The company sells chargers for laptops and mobile devices as well as accessories such as earphones. I bought them back in 2009 at a price of around $0.50 and I recently noticed the company getting hammered and down to $0.25 which is even further down from when I first purchased.

But here is why I wouldn’t even think of buying it this time around.

First the quick basics.

Calculate NNWC (Net Net Working Capital)

When I look at net nets, I immediately look at the balance sheet.

I first use the NNWC (Net Net Working Capital) method which is the most conservative measure. It is likely the price a company will be sold for in a fire sale.

Using the OSV intrinsic value spreadsheet and entering the balance sheet numbers from the latest third quarter Nov 8 filing, IGOI’s NNWC surprisingly comes out to $0.42 per share.

If this is your first time looking at iGo inc, you may be interested and tempted to buy. But this is just an early check.

Check FCF or Owner Earnings

Next I want to make sure that the net net stock is not burning cash.

Head over to the financial statements to perform a quick check of its free cash flow.

When I bought in 2009, I only have 2007 and 2008 to work with and both were positive years in terms of FCF with improving owner earnings and offered a better future outlook.

However, the story is drastically different now. FCF has fallen off a cliff and owner earnings is accelerating downwards. What makes this a clear danger signal is that capital expenditure has remained somewhere around the average. This means that the losses are occurring from either

  • drop in revenues
  • or increase in expenses

Check Basic Items from Income Statement

Looking at the income statement, iGo inc shows both.

Revenue is less than half of what it was in 2008 while cost of revenue has not dropped as quickly. SG&A is extremely high and the increase in R&D with the income statement in this state only signals that the company is trying to pursue some new products or agenda which has not led to any results.

At this point, it is a no brainer to move on, but just for the sake of this exercise, let’s look at some additional checks you can do.

3 Basic Checks to Perform for a Net Net

For a net net to be investable, it should have

  • a solid balance sheet, preferably more cash than inventory or receivables.
  • is not bleeding cash. At least breaking even or positive.
  • positive EBITDA

These are three very basic checks that will weed out many net nets right away.

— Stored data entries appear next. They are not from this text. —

PR #592, opened 2018-08-06
Add Download link to japanese navigation menu

azuchi:
Add Download link to japanese navigation menu and modify and fix some navigation links to Japanese pages.

### DIFF
--- a/_data/navigation.yml
+++ b/_data/navigation.yml
@@ -285,12 +285,15 @@ ja:
           faq:
             title: "FAQ"
             url: "/en/about/sponsorship/faq/"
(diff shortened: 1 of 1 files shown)


harding:
80a6b23e0025f5b2676e943baba9fe2aaa36182e tested LGTM.  Thanks!

@azuchi while you're editing this file, did you want to provide translations for all the top-level menu items?  That appears to be what was done for other transactions, e.g. Simplified Chinese:

azuchi:
@harding thanks for the review! Following the advice, I translated the menu item to japanese.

As with all net net’s don’t expect much in terms of management effectiveness. Take a look at the following metrics.

The cash conversion cycle tells the same story.

It takes iGo inc 123 days to convert its inventory to cash.

Future Business Hopes?

iGo inc is banking its hopes in a collaborative development of an integrated circuit based on iGO Green with Texas Instruments.

This has been ongoing for  a while with nothing to show for it. Although the earliest expected production date is in the second quarter of 2013, the product must be a mega hit for the fortunes of iGo to turn around.

Even if it is successful, that would mean that the majority of its revenues would then come from a single product which is a commodity. Another big risk to consider.

Disclosure

None

  • Trebek

    I am not familiar with this company Jae, but I like your analysis. The question always is does a cigar butt have one good puff left in it or should you pass and just stomp on it? I think you have wisely chosen the latter. I am usually wary of Net Nets in the tech or retail space. To puff or not to puff is the Net Net investors dilemma.

  • http://www.oldschoolvalue.com/ Old School Value

    Yes and that last puff is the most difficult to analyze. I’ve found myself in a few positions trying to puff, but all that was really left was just the cigar butt.